Varlık alemi dünya ve kainatlar, kabir alemi ahiret alemi ki cennetler cehennemler ve araf olarak yaratılmıştır. Bunlar hakkında yukarıda açıklamalar yapmıştık.
        Şunu çok iyi bilmek gerekir ki, varlık âleminde var olan her şeyin bir ruhu vardır. Ruhu olmayan bir şey varlık âleminde yer almaz.
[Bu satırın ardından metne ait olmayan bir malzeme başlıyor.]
PR #1893, opened 2020-05-30
Add isEmpty, isNotEmpty in AbstractInputStreamAssert 

### LINKED ISSUE #1284: AbstractInputStreamAssert should assert isEmpty, isNotEmpty
#### Example

```
       static Supplier<InputStream> getDocumentDataById( long id ) {...}

        assertThat(  DocumentRepository.getDocumentDataById( 0 ).get() )
            .hasSameContentAs( new ByteArrayInputStream( new byte[0] ) );
```
thinking it'd be nice to write

```
        assertThat(  DocumentRepository.getDocumentDataById( 0 ).get() ).isEmpty();
```
also looking at verifying that contents of some things aren't empty or maybe `contentIsSize( int size )`

also, I don't appear to get at `hasSameContentAs` when running in list context.

        assertThat( ids )
            .extracting( DocumentRepository::getDocumentDataById )
            .extracting( Supplier::get )
            .doesNotContain( bais )
            .isNotNull();

also maybe a 

```
.hasSize( bytes )
```

TendoPW:
#### Check List:
* Fixes #1284 
* Unit tests : YES

### DIFF
--- a/src/main/java/org/assertj/core/api/AbstractInputStreamAssert.java
+++ b/src/main/java/org/assertj/core/api/AbstractInputStreamAssert.java
@@ -81,6 +81,46 @@ public abstract class AbstractInputStreamAssert<SELF extends AbstractInputStream
   }
 
   /**
+   * Verifies whether the content of the actual {@code InputStream} is empty.
+   * <p>
+   * Example:
+   * <pre><code class='java'> // assertion will pass
+   * assertThat(new ByteArrayInputStream(new byte[] {})).isEmpty());
+   *
+   * // assertions will fail
+   * assertThat(new ByteArrayInputStream(new byte[] {0xa})).isEmpty();
+   *
+   * @return {@code this} assertion object.
+   * @throws NullPointerException if the given {@code InputStream} is {@code null}.
+   * @throws AssertionError if the content of the actual {@code InputStream} is not empty.
+   * @throws InputStreamsException if an I/O error occurs.
+   */
+  public SELF isEmpty(){
+    inputStreams.assertIsEmpty(info, actual);
+    return myself;
+  }
+
+  /**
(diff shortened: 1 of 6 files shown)


TendoPW:
I have a question is how should I judge that a `InputStream` is empty? Here I use  `read()` return value is -1 and seems it works.

TendoPW:
In tests of `assertIsEmpty` and `assertIsNotEmpty`, SpotBugs think I should not write to the static field `actual` like 
```java
actual = mock(InputStream.class); // actual is static field
```
However, the same code is also used in InputStreams_assertIsEmpty_Test.java

One solution is declaring a new field `private actual;` in each file

joel-costigliola:
Thanks, we will review your PR for 3.17.0 !

joel-costigliola:
I had a quick look at the PR @TendoPW, could you follow the https://github.com/joel-costigliola/assertj-core/blob/master/CONTRIBUTING.md especially the use of GIVEN WHEN THEN, AssertionUtil.expectAssertionError and @DisplayName.

The rest of the review will come later but if you address that first that would be great, thanks!

TendoPW:
> I had a quick look at the PR @TendoPW, could you follow the https://github.com/joel-costigliola/assertj-core/blob/master/CONTRIBUTING.md especially the use of GIVEN WHEN THEN, AssertionUtil.expectAssertionError and @DisplayName.
> 
> The rest of the review will come later but if you address that first that would be great, thanks!

Thanks for your review! I will work on this.

TendoPW:
In the latest 2 commits, I have refactored the test code to meet the requirement in the contributing document.

joel-costigliola:
Integrated thanks for the good work @TendoPW!

PR #1895, opened 2020-06-01
Avoid infinite recursion in StandardRepresentation

### LINKED ISSUE #1894: Avoid infinite recursion in StandardRepresentation
#### Summary

There's a risk of stack overflow when when representing containers (array, iterable, map) having  elements referring back to itself.

#### Example

The following test leads to a stack overflow.

```java
  @Test
  public void should_format_iterable_having_itself_as_element() {
    List<Object> list1 = list("Hello", "World");
    List<Object> list2 = list(list1);
    list1.set(1, list2);
    assertThat(STANDARD_REPRESENTATION.toStringOf(list1)).isEqualTo("[[\"Hello\", (this iterable)]]");
  }
```

Sunt-ing:
#### Check List:
* Fixes #1894 
* Unit tests : YES 

Only useful for `array` case. For `iterable` case, it doesn't work now because neither `HashSet` (hashcode issue leads to a stack overflow) nor `TreeSet` (lead to ClassCastException) can work. I think maybe we can convert an iterable to an array at the beginning. @joel-costigliola

### DIFF
--- a/src/main/java/org/assertj/core/presentation/StandardRepresentation.java
+++ b/src/main/java/org/assertj/core/presentation/StandardRepresentation.java
@@ -41,12 +41,11 @@ import java.util.Collection;
 import java.util.Comparator;
 import java.util.Date;
 import java.util.HashMap;
-import java.util.HashSet;
+import java.util.IdentityHashMap;
 import java.util.Iterator;
 import java.util.List;
 import java.util.Map;
 import java.util.Map.Entry;
-import java.util.Set;
 import java.util.TreeMap;
 import java.util.concurrent.CancellationException;
 import java.util.concurrent.CompletableFuture;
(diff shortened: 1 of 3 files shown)


filiphr:
@Sunt-ing you might want to look at `IdentityHashMap` both for the arrays and iterable case. An object is visited if it's instance is visited. Otherwise you might come into problems when objects which are equal, but not identical are not properly shown.

Sunt-ing:
> @Sunt-ing you might want to look at `IdentityHashMap` both for the arrays and iterable case. An object is visited if it's instance is visited. Otherwise you might come into problems when objects which are equal, but not identical are not properly shown.

Sounds great, Thanks!

joel-costigliola:
@Sunt-ing I'm working on this one and yes I'm using `IdentitHashMap`

Sunt-ing:
> @Sunt-ing I'm working on this one and yes I'm using `IdentitHashMap`

OK, it doesn't matter.

PR #1916, opened 2020-06-16
Assertions for two-dimensional arrays of boolean

mwajcht:
#### Check List:
* Fixes #1182 
* Unit tests : YES


joel-costigliola:
Integrated thanks @mwajcht!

        İnsan vücudu çamurdan yaratılırken kullanılan bütün malzemeler icra edecekleri fonksiyonlara göre temel elementlerden seçilmiştir. Bu elementlerin de doğal olarak kendi orijinal ruhaniyetleri vardır. Kendileri gibi ruhaniyetleri de birbirinden farklı olduğu halde bunlar birlik ve berberliklerini bir konsensüs içinde ahenkle oluşturmuşlardır. Bu tevhidin sonunda ortaya çıkan ruhaniyete bedenin nefsi denilmektedir ki, Cenab-ı Hakk’ın bedene üflediği kendi sultani ruhu hayat boyu nefse terbiye ederek tekâmüle ulaştırmaya çalışır. Nefis bu sultani ruha layık bir tekâmüle ulaşırsa Cenab-ı Hakk onun bütün günahlarına mağfiret ederek azim ecirler vereceğine söz vermiştir (Fetih suresi 29. ayet son cümle).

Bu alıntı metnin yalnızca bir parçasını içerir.